◆ Problem to solve: The stretch wanted below opens at the line containing "The tag with" and closes at the line containing "In the isIgnoredAttribute". Please return it exactly, with no other lines.
____
PR #14888, opened 2024-11-11
[Dubbo]: Fix the bug that isDefault configuration is not useful  #12961

### LINKED ISSUE #12961: protocols 的 default 属性配置不生效

Dubbo version: 3.2.5
Operating System version: windows
Java version: 1.8.0

dubbo配置文件里的 dubbo.protocols.rest.default=false 不生效，看了下应该是org.apache.dubbo.config.AbstractConfig#isDefault 方法有 @Parameter(excluded = true, attribute = false) 注解，导致被 org.apache.dubbo.config.AbstractConfig#isIgnoredAttribute 方法忽略了，这是有BUG，还是要准备用其它方式配置呢？
image
image

paradiseidler:
Fix #12961 
The tag with attribute=false for the isDefault property has been removed.

 

In the isIgnoredAttribute method, due to isDefault having attribute=false, the entire method returns a Boolean value of true.

In the assignProperties method of the AbstractConfig class, at the breakpoint, the final condition evaluates to false, preventing the default property assignment process from being executed, resulting in the default value remaining unprocessed as null.

## Checklist


oxsean:
It looks like this change also impacts the hashCode equals logic, possibly already existing configurations change from being equal to now not equal. 
If it's really necessary, may need to add a new annotation property

oxsean (changes requested):
It looks like this change also impacts the hashCode equals logic, possibly already existing configurations change from being equal to now not equal.
If it's really necessary, may need to add a new annotation property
____
◆ Answer to this problem:
The tag with attribute=false for the isDefault property has been removed.

 

In the isIgnoredAttribute method, due to isDefault having attribute=false, the entire method returns a Boolean value of true.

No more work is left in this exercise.